REQUIREMENT
In the records that follow, show each line where the word "credential" is present.

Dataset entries
PR #2205, opened 2026-09-04
fix(ledger): apply the collateral rules only to phase-2 transactions

chrisguiney:
Reported as blinklabs-io/dingo#3896.

Collateral pays for phase-2 script execution that fails. A transaction that runs
no phase-2 scripts has nothing for it to cover, but the collateral witness rules
were applied to any transaction that *declared* collateral — so declaring
collateral it did not need made an otherwise valid transaction invalid.

## How it surfaced

A from-genesis Preview replay wedged at slot 15148509 (epoch 175):

```
tx 9ce59ee0dc6abee0de759c33b4b0f59dedda2f2eb56b89b6978b5d098100ac44
  validation failure at slot 15148509:
  transaction: collateral input must be key-locked
```

114 occurrences, node no longer following the chain.

The transaction:

```
body     inputs, outputs, fee 177117, collateral [811c9029...674f#0]
witness  2 vkey witnesses
         1 native script
         no plutus_v1/v2/v3, no redeemers
```

Its collateral input really is script-locked — that part of the check is right:

```
addr_test1wrpe58z89f3kwtq2cslsqvvw9hzdep2jy2ykx9kty8xnamqycrwy6
header 0x70 -> type 7, enterprise(script)
```

Koios confirms the transaction is on chain at block height 670981 with no
collateral consumed, so it was phase-2 valid and the collateral was never
touched.

## The change

`ValidateCollateralVKeyWitnesses` previously returned early only when no
collateral was declared. It now also returns when the transaction runs no
phase-2 scripts.

**The condition is the presence of redeemers, not of Plutus scripts in the
witness set.** A script supplied by a reference input is not in the witness set,
so gating on that would skip the check for exactly the transactions that most
need it. Every phase-2 execution carries a redeemer wherever its script came
from.

## What I have not confirmed

**I have not verified this against cardano-ledger**, and that is worth a
reviewer's attention before merge.

What is certain is that the current behaviour is wrong: the block is canonical
and a node applying this rule cannot follow the chain. What I am inferring is
the precise condition the ledger uses — whether it gates on phase-2 scripts
being present, on a non-empty redeemer set, or on something else again.

Redeemers seemed the most defensible reading, and it is strictly narrower than
removing the check: a transaction that does run phase-2 scripts is still held to
the rule, which the second test asserts. But if the reference implementation
gates differently, this should follow it rather than the reading that happens to
make this block pass.

## Tests

`TestCollateralKeyLockedOnlyForPhase2` uses the real transaction's shape and the
real collateral address, and covers both directions: script-locked collateral is
accepted without phase-2 scripts, and still rejected with them, so the guard
cannot become a way to skip the rule. Without the change the first case fails
with `collateral input must be key-locked`.

---
## Summary by cubic
Applies the collateral witness rules only to transactions that run phase-2 scripts, fixing a node that stopped following the chain when a transaction declared unnecessary collateral.

The fix extends beyond the original key-locked rule: the `total_collateral` balance check is also gated, and redeemers found in sub-transaction witness sets count, so Dijkstra transactions cannot bypass the rules.

**Details**
- Gates the rules on the presence of redeemers rather than Plutus scripts in the witness set, so reference-input scripts are still covered.
- Counts redeemers in sub-transaction witness sets too, so Dijkstra transactions can't bypass the rule.
- Adds a regression test covering both accepted and rejected cases, resolving the rules from the production slice so the tests exercise what the node actually runs.

<sup>Written for commit aac12207f4068b5586f7203d0cae25694c35704b. Summary will update on new commits.</sup>

<a href="https://cubic.dev/pr/blinklabs-io/gouroboros/pull/2205?utm_source=github" target="_blank" rel="noopener noreferrer" data-no-image-dialog="true"><picture><source media="(prefers-color-scheme: dark)" srcset="https://www.cubic.dev/buttons/review-in-cubic-dark.svg"><source media="(prefers-color-scheme: light)" srcset="https://www.cubic.dev/buttons/review-in-cubic-light.svg">Review in cubic</picture></a>

### DIFF
--- a/ledger/babbage/collateral_phase2_test.go
+++ b/ledger/babbage/collateral_phase2_test.go
@@ -1,6 +1,7 @@
 package babbage_test
 
 import (
+	"reflect"
 	"testing"
 
 	"github.com/blinklabs-io/gouroboros/cbor"
@@ -12,6 +13,103 @@ import (
 	mockledger "github.com/blinklabs-io/ouroboros-mock/ledger"
 )
 
+// collateralFixtureTxId is the input the collateral fixtures spend as collateral.
+const collateralFixtureTxId = "811c9029fc79e6b552f54d857bf0db807c9f0d8b23dc9e1e37f382377018674f"
+
+// productionRule returns the entry of babbage.UtxoValidationRules whose
+// function identity matches want.
+//
+// The rules below must be exercised as they are wired, not as free functions:
+// a rule dropped from the production slice would still pass a test that called
+// it directly, and the point of these cases is what the node actually runs.
+func productionRule(
+	t *testing.T,
+	name string,
+	want common.UtxoValidationRuleFunc,
+) common.UtxoValidationRuleFunc {
+	t.Helper()
+	wantId := reflect.ValueOf(want).Pointer()
+	for _, rule := range babbage.UtxoValidationRules {
+		if reflect.ValueOf(rule).Pointer() == wantId {
+			return rule
+		}
+	}
+	t.Fatalf("%s is not wired into babbage.UtxoValidationRules", name)
+	return nil
+}
+
+// collateralFixtureLedgerState holds the single collateral UTxO the fixtures
+// spend: 100 ADA at an enterprise address with a script payment credential,
+// which is the shape that wedged the node.
+func collateralFixtureLedgerState(t *testing.T) common.LedgerState {
+	t.Helper()
+	// The real collateral address: enterprise with a script payment credential.
+	scriptAddr, err := common.NewAddress(
+		"addr_test1wrpe58z89f3kwtq2cslsqvvw9hzdep2jy2ykx9kty8xnamqycrwy6",
+	)
+	if err != nil {
+		t.Fatalf("fixture address: %v", err)
+	}
+	return mockledger.NewLedgerStateBuilder().WithUtxos([]common.Utxo{
+		{
+			Id: shelley.NewShelleyTransactionInput(collateralFixtureTxId, 0),
+			Output: babbage.BabbageTransactionOutput{
+				OutputAddress: scriptAddr,
+				OutputAmount: mary.MaryTransactionOutputValue{
+					Amount: 100_000_000,
+				},
+			},
+		},
+	}).Build()
+}
+
+// spendRedeemers is a witness-set redeemer map standing for phase-2 execution.
+func spendRedeemers() alonzo.AlonzoRedeemers {
+	return alonzo.AlonzoRedeemers{
+		Redeemers: []alonzo.AlonzoRedeemer{
+			{Tag: common.RedeemerTagSpend, Index: 0},
+		},
+	}
+}
+
+// collateralFixtureTx builds a transaction declaring the fixture collateral
+// input, optionally with a redeemer and a total_collateral field.
+func collateralFixtureTx(
+	withRedeemer bool,
+	totalCollateral uint64,
+) *babbage.BabbageTransaction {
+	wits := babbage.BabbageTransactionWitnessSet{}
+	wits.VkeyWitnesses = []common.VkeyWitness{
+		{Vkey: []byte{0x01}, Signature: []byte{0x02}},
+	}
+	if withRedeemer {
+		wits.WsRedeemers = spendRedeemers()
+	}
+	return &babbage.BabbageTransaction{
+		Body: babbage.BabbageTransactionBody{
+			TxTotalCollateral: totalCollateral,
+			TxCollateral: cbor.NewSetType(
+				[]shelley.ShelleyTransactionInput{
+					shelley.NewShelleyTransactionInput(collateralFixtureTxId, 0),
+				},
+				false,
+			),
+		},
+		WitnessSet: wits,
+	}
+}
+
+// withSubTxRedeemers wraps tx so that it also exposes a sub-transaction witness
+// set carrying redeemers, standing in for the Dijkstra shape.
+func withSubTxRedeemers(tx *babbage.BabbageTransaction) *subTxCarrier {
+	return &subTxCarrier{
+		BabbageTransaction: tx,
+		subWitnessSets: []common.TransactionWitnessSet{
+			babbage.BabbageTransactionWitnessSet{WsRedeemers: spendRedeemers()},
+		},
+	}
+}
+
 // TestCollateralKeyLockedOnlyForPhase2 is the blinklabs-io/dingo#3896
 // regression.
 //
@@ -22,54 +120,16 @@ import (
 // at an enterprise-script address. Holding it to the key-locked rule rejected a
 // canonical block and wedged the node.
 func TestCollateralKeyLockedOnlyForPhase2(t *testing.T) {
-	const txId = "811c9029fc79e6b552f54d857bf0db807c9f0d8b23dc9e1e37f382377018674f"
-	// The real collateral address: enterprise with a script payment credential.
-	scriptAddr, err := common.NewAddress(
-		"addr_test1wrpe58z89f3kwtq2cslsqvvw9hzdep2jy2ykx9kty8xnamqycrwy6",
+	ls := collateralFixtureLedgerState(t)
+	pp := &babbage.BabbageProtocolParameters{}
+	rule := productionRule(
+		t,
+		"UtxoValidateCollateralVKeyWitnesses",
+		babbage.UtxoValidateCollateralVKeyWitnesses,
 	)
-	if err != nil {
-		t.Fatalf("fixture address: %v", err)
-	}
-	input := shelley.NewShelleyTransactionInput(txId, 0)
-	utxos := []common.Utxo{
-		{
-			Id: input,
-			Output: babbage.BabbageTransactionOutput{
-				OutputAddress: scriptAddr,
-				OutputAmount: mary.MaryTransactionOutputValue{
-					Amount: 100_000_000,
-				},
-			},
-		},
-	}
-	ls := mockledger.NewLedgerStateBuilder().WithUtxos(utxos).Build()
-
-	newTx := func(withRedeemer bool) *babbage.BabbageTransaction {
-		wits := babbage.BabbageTransactionWitnessSet{}
-		wits.VkeyWitnesses = []common.VkeyWitness{
-			{Vkey: []byte{0x01}, Signature: []byte{0x02}},
-		}
-		if withRedeemer {
-			wits.WsRedeemers = alonzo.AlonzoRedeemers{
-				Redeemers: []alonzo.AlonzoRedeemer{
-					{Tag: common.RedeemerTagSpend, Index: 0},
-				},
-			}
-		}
-		return &babbage.BabbageTransaction{
-			Body: babbage.BabbageTransactionBody{
-				TxCollateral: cbor.NewSetType(
-					[]shelley.ShelleyTransactionInput{input}, false,
-				),
-			},
-			WitnessSet: wits,
-		}
-	}
 
 	t.Run("no phase-2 scripts: script collateral is accepted", func(t *testing.T) {
-		if err := babbage.UtxoValidateCollateralVKeyWitnesses(
-			newTx(false), 0, ls, &babbage.BabbageProtocolParameters{},
-		); err != nil {
+		if err := rule(collateralFixtureTx(false, 0), 0, ls, pp); err != nil {
 			t.Errorf(
 				"a transaction running no phase-2 scripts has nothing for "+
 					"collateral to cover, so it must not be held to the "+
@@ -83,21 +143,8 @@ func TestCollateralKeyLockedOnlyForPhase2(t *testing.T) {
 		// Reading only the top-level witness set would report no phase-2
 		// execution and skip the rule, which is the one direction this guard
 		// must never fail in.
-		tx := &subTxCarrier{
-			BabbageTransaction: newTx(false),
-			subWitnessSets: []common.TransactionWitnessSet{
-				babbage.BabbageTransactionWitnessSet{
-					WsRedeemers: alonzo.AlonzoRedeemers{
-						Redeemers: []alonzo.AlonzoRedeemer{
-							{Tag: common.RedeemerTagSpend, Index: 0},
-						},
-					},
-				},
-			},
-		}
-		if err := babbage.UtxoValidateCollateralVKeyWitnesses(
-			tx, 0, ls, &babbage.BabbageProtocolParameters{},
-		); err == nil {
+		tx := withSubTxRedeemers(collateralFixtureTx(false, 0))
+		if err := rule(tx, 0, ls, pp); err == nil {
 			t.Error(
 				"redeemers in a sub-transaction mean phase-2 execution, so " +
 					"the collateral rule must still apply",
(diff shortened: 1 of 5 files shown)


chrisguiney:
**Acceptance on the real chain.**

The wedged node was restarted on its own data directory, so it had only to get past the block that stopped it:

```
committed tip 15148378 -> 15184583
collateral rejections 0   (was 114)
```

Block 15148509 now applies and the node is following the chain again.

That confirms the change resolves the observed divergence. It does not confirm the *condition* is the one cardano-ledger uses — the caveat in the description stands, and a reviewer who knows that code should check it against the reference rather than against this block.

chrisguiney:
@coderabbitai review

ledger/common/witness.go
```diff
@@ -42,6 +42,23 @@ func ValidateCollateralVKeyWitnesses(
...
+	// script, no Plutus scripts and no redeemers, and a collateral input at an
+	// enterprise-script address. Holding it to the key-locked rule rejected a
+	// canonical block (blinklabs-io/dingo#3896).
+	//
+	// The presence of redeemers is the condition rather than the presence of
+	// Plutus scripts in the witness set: a script supplied by a reference input
+	// is not in the witness set, and gating on that would skip the check for
+	// exactly the transactions that most need it. Every phase-2 execution has a
+	// redeemer regardless of where its script came from.
+	if !transactionRunsPhase2Scripts(tx) {
```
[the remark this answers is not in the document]
chrisguiney: Valid, and it is the direction that matters — my guard could have become a way to skip the rule entirely, which is exactly what I wrote a test to prevent and then only tested at the top level.

`transactionRunsPhase2Scripts` read only `tx.Witnesses()`. A Dijkstra transaction carrying its redeemers in a sub-transaction would have reported no phase-2 execution, and the collateral rules would have been skipped for it.

Fixed in the head commit: it now aggregates over `SubTransactionWitnessSetsFromTransaction(tx)` as the other Dijkstra collateral rules do. The test gained a case using a transaction that exposes sub-transaction witness sets with redeemers only there, and it fails without the aggregation.

Worth noting the asymmetry in risk, since it shaped how I treated this: being too strict wedges a node on a canonical block, which is loud and gets found in an hour. Being too permissive silently skips a consensus check, which does not. This finding was the second kind.

wolf31o2: Two notes on the class this belongs to.

**One member is still ungated.** In the reference, `validateCollateral` / `validateTotalCollateral` is a group, and *all* of it sits behind the redeemer guard. gouroboros already gates three of them on `len(WsRedeemers.Redeemers) == 0` -- `UtxoValidateInsufficientCollateral`, `UtxoValidateCollateralContainsNonAda`, `UtxoValidateNoCollateralInputs`, in both alonzo and babbage. `babbage.UtxoValidateCollateralEqBalance` is not gated: it returns early only when `TotalCollateral()` is nil or zero. But it is Part 6 of `validateTotalCollateral`, inside the same guard. A transaction with declared collateral, a `total_collateral` field and no redeemers is still held to it, which is the same false-rejection shape this PR is closing. Suspected, not observed on chain -- but it is the one place left where the class is incomplete.

`babbage.UtxoValidateTooManyCollateralInputs` is correctly *outside* the guard: `validateTooManyCollateralInputs` is called from the UTXO transition, not from `feesOK`. No change wanted there.

**The guard now covers two different rules.** This helper does more than `validateScriptsNotPaidUTxO`, which only tests `vKeyLocked`. It also requires a matching vkey witness for each collateral input, and that requirement comes from UTXOW's `witsVKeyNeeded` (Alonzo includes collateral inputs), which is not redeemer-gated in the reference. So skipping it here is a missed rejection rather than a false one -- the safe direction, and not worth blocking on, but worth knowing the guard is broader than the reference's.

ledger/babbage/collateral_phase2_test.go
```diff
@@ -0,0 +1,131 @@
...
+			}
+		}
+		return &babbage.BabbageTransaction{
+			Body: babbage.BabbageTransactionBody{
+				TxCollateral: cbor.NewSetType(
+					[]shelley.ShelleyTransactionInput{input}, false,
+				),
+			},
+			WitnessSet: wits,
+		}
```
wolf31o2: Accept-case, reject-case and the sub-transaction direction are all here, and the accept-case fails without the change -- this is the right shape. Two smaller points: it drives `babbage.UtxoValidateCollateralVKeyWitnesses` directly rather than resolving it from `babbage.UtxoValidationRules`, so nothing pins that the rule is still in the production slice; and the fixture transaction has no `TxTotalCollateral`, so it would not notice the `UtxoValidateCollateralEqBalance` gap noted on `witness.go`.

wolf31o2 (commented):
Answering the "what I have not confirmed" section: the reading is right, and it is redeemers.

cardano-ledger `Alonzo.Rules.Utxo.feesOK`, Part 2:

```haskell
unless (null $ tx ^. witsTxL . rdmrsTxWitsL . unRedeemersL) $
  validateCollateral pp txBody utxoCollateral
```

Babbage's `feesOK` gates `validateTotalCollateral` with the identical guard, and Conway inherits Babbage. The gate is a non-empty redeemer *map*, not the presence of Plutus scripts in the witness set -- so gating on redeemers is exactly what the reference does, and the reference-input reasoning in the description is the right reason for it.

One remaining member of the same class inline. Branch is on `fab2538`, four commits behind `main`.

ledger/common/witness.go
chrisguiney: Both correct. Fixed in `5252120`.

**The ungated member.** `babbage.UtxoValidateCollateralEqBalance` now returns early on `!common.TransactionRunsPhase2Scripts(tx)` (`ledger/babbage/rules.go:653`), matching the guard the other three already carry.

It uses the interface-level helper rather than `tmpTx.WitnessSet.WsRedeemers` deliberately: Conway and Dijkstra both delegate into this one function, and the helper counts sub-transaction redeemers, so Dijkstra gets the same answer its own collateral rules get from `redeemerCount(tx)`.

I audited the class per era rather than assuming the copies agree:

| era | `CollateralEqBalance` | `TooManyCollateralInputs` |
|---|---|---|
| alonzo | not defined, not wired — no `total_collateral` field in the Alonzo body | not defined |
| babbage | was ungated, **now gated** | ungated, untouched |
| conway | thin delegate to babbage — inherits the gate | ungated, untouched |
| dijkstra | wires `conway.UtxoValidateCollateralEqBalance` — inherits the gate | ungated, untouched |

So babbage was the only place the rule has a body, and the other two eras route through it. The other three members were already gated in all four eras (alonzo/babbage on `len(...Redeemers) == 0`, conway on `WsRedeemers.Len() == 0`, dijkstra on `redeemerCount(tx) == 0`).

`UtxoValidateTooManyCollateralInputs` is unchanged in every era — the diff does not mention it.

Two existing fixtures had to change: `TestUtxoValidateCollateralEqBalance` in both babbage and conway built transactions with no redeemers, so under the new gate they would have passed while testing nothing. Each gained a redeemer.

**The broader guard.** Agreed, and it is now written down rather than left implicit — see the doc comment on `ValidateCollateralVKeyWitnesses` in `ledger/common/witness.go`. It names both halves (`validateScriptsNotPaidUTxO`, inside the guard; UTXOW's `witsVKeyNeeded`, not gated in the reference), states that gating both makes it a missed rejection rather than a false one, and gives the reason that matters — it can only accept something the reference rejects, so it cannot wedge a node on a canonical block. It also records that splitting the `witsVKeyNeeded` half back out to run ungated is the correct end state, left out of scope here.

Also rebased onto current `main` (`88145ad`).

ledger/babbage/collateral_phase2_test.go
chrisguiney: Both fixed in `aac1220`.

**Production wiring is now pinned.** The cases resolve the rule out of `babbage.UtxoValidationRules` by function identity and fail if it is not there, instead of calling the exported function directly:

```go
func productionRule(t *testing.T, name string, want common.UtxoValidationRuleFunc) common.UtxoValidationRuleFunc {
	wantId := reflect.ValueOf(want).Pointer()
	for _, rule := range babbage.UtxoValidationRules {
		if reflect.ValueOf(rule).Pointer() == wantId {
			return rule
		}
	}
	t.Fatalf("%s is not wired into babbage.UtxoValidationRules", name)
	return nil
}
```

**The `TxTotalCollateral` gap is covered.** New `TestCollateralEqBalanceOnlyForPhase2` uses a fixture that sets `TxTotalCollateral` to 1 ADA against a 100 ADA collateral input with no collateral return — a genuine mismatch, so the rule rejects it whenever it actually runs. Three cases: no redeemers accepts, redeemers reject, and redeemers only in a sub-transaction reject.

Each case was proven to fail without its fix. The mutations:

1. **Delete the redeemer guard** from `babbage.UtxoValidateCollateralEqBalance` →
   `TestCollateralEqBalanceOnlyForPhase2/no_phase-2_scripts` fails with `incorrect total collateral field: provided 100000000, total collateral 1000000`. This is the case that would have caught the gap you noted.
2. **Remove `UtxoValidateCollateralVKeyWitnesses` and `UtxoValidateCollateralEqBalance` from `UtxoValidationRules`** (leaving the functions defined) →
   both tests fail with `... is not wired into babbage.UtxoValidationRules`. Under the old shape they both still passed, which is exactly the hole.
3. **Make `TransactionRunsPhase2Scripts` read only the top-level witness set** →
   the sub-transaction case of *both* tests fails.

Full suite green and `make lint` at 0 issues on `aac1220`.

ledger/common/witness.go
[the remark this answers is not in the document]
chrisguiney: Re-verified against the current head (`aac1220`): still fixed.

The aggregation lives in `common.TransactionRunsPhase2Scripts`, `ledger/common/witness.go:147`:

```go
func TransactionRunsPhase2Scripts(tx Transaction) bool {
	if witnessSetHasRedeemers(tx.Witnesses()) {
		return true
	}
	for _, sub := range SubTransactionWitnessSetsFromTransaction(tx) {
		if witnessSetHasRedeemers(sub) {
			return true
		}
	}
	return false
}
```

Introduced in `aa37e7f` (was `22c1275` before the rebase onto `main`; the branch was rebased, so the old SHA no longer resolves).

Two things changed since your comment that are worth noting:

- The helper is now exported and is also the guard on `babbage.UtxoValidateCollateralEqBalance`, which Conway and Dijkstra both delegate into. So the newly gated rule counts sub-transaction redeemers for free, rather than repeating the top-level-only mistake in a second place.
- Coverage is still proven by mutation: reducing `TransactionRunsPhase2Scripts` to the top-level witness set fails the sub-transaction case of both `TestCollateralKeyLockedOnlyForPhase2` and `TestCollateralEqBalanceOnlyForPhase2`.

chrisguiney:
Addressed @wolf31o2's review. Head is now `aac1220`, rebased onto current `main` (`88145ad`).

**The ungated member of the class.** `babbage.UtxoValidateCollateralEqBalance` now sits behind the redeemer guard, as Part 6 of `validateTotalCollateral` inside `feesOK`. It used the interface-level helper rather than the Babbage-typed witness set, because Conway and Dijkstra delegate into this one function and the helper also counts sub-transaction redeemers.

Audited per era rather than assuming the copies agree — this family is duplicated and has drifted before:

| era | `CollateralEqBalance` | result |
|---|---|---|
| alonzo | not defined, not wired (no `total_collateral` in the Alonzo body) | nothing to do |
| babbage | had a body, ungated | **gated** |
| conway | thin delegate to babbage | inherits the gate |
| dijkstra | wires `conway.UtxoValidateCollateralEqBalance` | inherits the gate |

The other three members were already gated in all four eras. `UtxoValidateTooManyCollateralInputs` is untouched everywhere — it is called from the UTXO transition, not `feesOK`.

**The broader guard, documented.** No behaviour change. The doc comment on `ValidateCollateralVKeyWitnesses` now records that the helper covers both `validateScriptsNotPaidUTxO` (inside the guard) and UTXOW's `witsVKeyNeeded` (not redeemer-gated in the reference), so gating both is a missed rejection rather than a false one — it can only accept something the reference rejects, never reject a canonical block. It also notes that splitting the `witsVKeyNeeded` half back out is the correct end state, out of scope here.

**Tests.** The phase-2 cases now resolve the rule out of `babbage.UtxoValidationRules` by function identity and fail if it is not wired, so dropping a rule from the production slice can no longer pass. New `TestCollateralEqBalanceOnlyForPhase2` uses a fixture with `TxTotalCollateral` set to a genuine mismatch (1 ADA declared against a 100 ADA collateral input, no collateral return), covering accept / reject / sub-transaction.

Each new case was proven to fail without its fix:

1. Delete the guard from `UtxoValidateCollateralEqBalance` → the accept case fails with `incorrect total collateral field: provided 100000000, total collateral 1000000`.
2. Remove the two rules from `UtxoValidationRules`, leaving the functions defined → both tests fail with `... is not wired into babbage.UtxoValidationRules`; under the previous shape both still passed.
3. Reduce `TransactionRunsPhase2Scripts` to the top-level witness set → the sub-transaction case of both tests fails.

Two pre-existing fixtures changed: `TestUtxoValidateCollateralEqBalance` in babbage and conway built transactions with no redeemers, so under the new gate they would have passed while testing nothing. Each gained a redeemer.

**Validation on `aac1220`:** `go test ./... -count=1` passes (39 packages, exit 0); `make lint` reports 0 issues across the root module and all nine example modules, with a fresh `GOLANGCI_LINT_CACHE`.

**Not re-run:** the Preview replay from the earlier acceptance comment. That evidence still covers the key-locked rule, which is unchanged here. The `CollateralEqBalance` gate is the suspected-not-observed case @wolf31o2 flagged, and it has unit coverage only — I have no chain evidence of a transaction with `total_collateral`, declared collateral and no redeemers.

Cubic's sub-transaction finding was re-verified against this head and remains fixed; replied on the thread.

ledger/common/witness.go
```diff
@@ -34,6 +34,23 @@ type BootstrapWitness struct {
...
+//     witsVKeyNeeded (Alonzo adds collateral inputs to that set), which is not
+//     redeemer-gated in the reference.
+//
+// Gating both means a no-redeemer transaction with an unwitnessed key-locked
+// collateral input is not rejected here, where the reference would reject it in
+// UTXOW. That is a missed rejection, not a false one: it accepts a transaction
+// the reference rejects rather than rejecting one the reference accepts, so it
+// cannot wedge a node on a canonical block. Splitting the witsVKeyNeeded half
+// back out to run ungated is the correct end state; it is not done here because
+// this change is scoped to the false-rejection fix.
```
wolf31o2, line 53: Non-blocking, for a follow-up issue: this paragraph checks out against cardano-ledger `master`.

`getAlonzoWitsVKeyNeeded` is `getShelleyWitsVKeyNeeded certState utxo txBody \`Set.union\` reqSignerHashes`, and Shelley's `inputAuthors` folds over `spendableInputsTxBodyF`, which Alonzo defines as `allInputsTxBodyF = inputs \`Set.union\` collateralInputs` (`eras/alonzo/impl/src/Cardano/Ledger/Alonzo/TxBody.hs:243-248`). That set feeds UTXOW, not `feesOK`, so the reference does require a vkey witness per key-locked collateral input regardless of redeemers.

So the gap is real: after this change a no-redeemer transaction with an unwitnessed key-locked collateral input is accepted here. Safe direction, and gouroboros does not check spend-input authors at all today, so the asymmetry is narrower than it looks. Worth an issue so the split does not stay only in this comment.

wolf31o2 (approved):

ledger/common/witness.go
chrisguiney: Filed as blinklabs-io/gouroboros#2224, with your cardano-ledger derivation recorded — `getAlonzoWitsVKeyNeeded` unioning `reqSignerHashes` onto `getShelleyWitsVKeyNeeded`, and `inputAuthors` folding over Alonzo's `allInputsTxBodyF = inputs ∪ collateralInputs`, feeding UTXOW rather than `feesOK`.

It states the consequence as you framed it: a missed rejection rather than a false one, and narrower than it looks because gouroboros does not check spend-input authors at all today, so collateral is not uniquely unchecked.

Agreed that it should not live only in a comment. The helper's doc comment now records the current state and points at the split as the end state; the issue carries the reference derivation and the fix.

OUTPUT
+// spend: 100 ADA at an enterprise address with a script payment credential,
+	// The real collateral address: enterprise with a script payment credential.
-	// The real collateral address: enterprise with a script payment credential.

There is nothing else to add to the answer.